### Data for processing
PR #1207, opened 2023-01-10
feat: run optimizer in Web Worker   

### LINKED ISSUE #1095: Providing a positive user experience for slow Penrose trios
When selecting a long-running and complex Penrose trio like the `hypergraph-hypergraph` from the example tab in the IDE, the browser window hangs and shows "Loading example..." for several seconds (or more) while the trio compiles and the optimizer runs. This is not a good user experience. The user can't edit the trio while this is happening and has no sense of progress toward completion. 

The state of the system should be constantly visible to the user. To enable that, I propose the following process:
1. Load the trio into the code window tabs before starting any compilation and optimization so at least the user can see the code of the example immediately.
2. Show a progress bar in the diagram window during compilation so the user can see that progress is being made.
3. After compilation, show the first sample in the diagram window.
4. By default, dynamically change the step size so the user can observe optimization progress as it happens. Perhaps the diagram view should change at least 5 times per second. (I chose the value 5 arbitrarily. Feel free to alter it.)

In addition, the compilation and optimization should not freeze the rest of the browser window. A user should be able to interact with the code, switch to another example, etc. during those processes. I suspect the best option to allow for this interaction is to use [Web Workers](https://developer.mozilla.org/en-US/docs/Web/API/Web_Workers_API/Using_web_workers) to run compilation and optimization.

### LINKED ISSUE #1194: `components` type declarations get overwritten by Vite build
In `packages/components/`, running `yarn build-decls` generates a bunch of `dist/**.d.ts` and `dist/**.d.ts.map` files, which are then deleted by `yarn build`. We should fix this, either by generating type declarations into a different directory from Vite's build directory, or by generating the `dist/**.js` files via `tsc` instead of `vite build`. The latter may be preferable, as it could possibly allow us to improve our downstream build times by not repeatedly bundling dependencies such as Monaco.

wodeni:
# Description

Resolves #1194 
Resolves #1095 

This PR is a follow-up on #1092 to run our WASM optimizer on web workers. Workers allow us to lay out diagrams without blocking the main thread. 

## TODOs

* [x] port `stepNextStage`
* [ ] implement interrupt protocol

* Fix #1194: use `tsc` to emit `components` as an ES module and add `jsxRuntime: "classic"` in client packages for JSX support.
* In addition to a raw Web Worker file (`worker.ts` in `components/src/worker/`), add a wrapper `OptimizerWorker`, which provides an `async`/`await` API using [`MessageChannel`](https://developer.mozilla.org/en-US/docs/Web/API/Channel_Messaging_API/Using_channel_messaging).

### Work request
Set down each record verbatim.

### Answer section
PR #1207, opened 2023-01-10
feat: run optimizer in Web Worker   

### LINKED ISSUE #1095: Providing a positive user experience for slow Penrose trios
When selecting a long-running and complex Penrose trio like the `hypergraph-hypergraph` from the example tab in the IDE, the browser window hangs and shows "Loading example..." for several seconds (or more) while the trio compiles and the optimizer runs. This is not a good user experience. The user can't edit the trio while this is happening and has no sense of progress toward completion. 

The state of the system should be constantly visible to the user. To enable that, I propose the following process:
1. Load the trio into the code window tabs before starting any compilation and optimization so at least the user can see the code of the example immediately.
2. Show a progress bar in the diagram window during compilation so the user can see that progress is being made.
3. After compilation, show the first sample in the diagram window.
4. By default, dynamically change the step size so the user can observe optimization progress as it happens. Perhaps the diagram view should change at least 5 times per second. (I chose the value 5 arbitrarily. Feel free to alter it.)

In addition, the compilation and optimization should not freeze the rest of the browser window. A user should be able to interact with the code, switch to another example, etc. during those processes. I suspect the best option to allow for this interaction is to use [Web Workers](https://developer.mozilla.org/en-US/docs/Web/API/Web_Workers_API/Using_web_workers) to run compilation and optimization.

### LINKED ISSUE #1194: `components` type declarations get overwritten by Vite build
In `packages/components/`, running `yarn build-decls` generates a bunch of `dist/**.d.ts` and `dist/**.d.ts.map` files, which are then deleted by `yarn build`. We should fix this, either by generating type declarations into a different directory from Vite's build directory, or by generating the `dist/**.js` files via `tsc` instead of `vite build`. The latter may be preferable, as it could possibly allow us to improve our downstream build times by not repeatedly bundling dependencies such as Monaco.

wodeni:
# Description

Resolves #1194 
Resolves #1095 

This PR is a follow-up on #1092 to run our WASM optimizer on web workers. Workers allow us to lay out diagrams without blocking the main thread. 

## TODOs

* [x] port `stepNextStage`
* [ ] implement interrupt protocol

* Fix #1194: use `tsc` to emit `components` as an ES module and add `jsxRuntime: "classic"` in client packages for JSX support.
* In addition to a raw Web Worker file (`worker.ts` in `components/src/worker/`), add a wrapper `OptimizerWorker`, which provides an `async`/`await` API using [`MessageChannel`](https://developer.mozilla.org/en-US/docs/Web/API/Channel_Messaging_API/Using_channel_messaging).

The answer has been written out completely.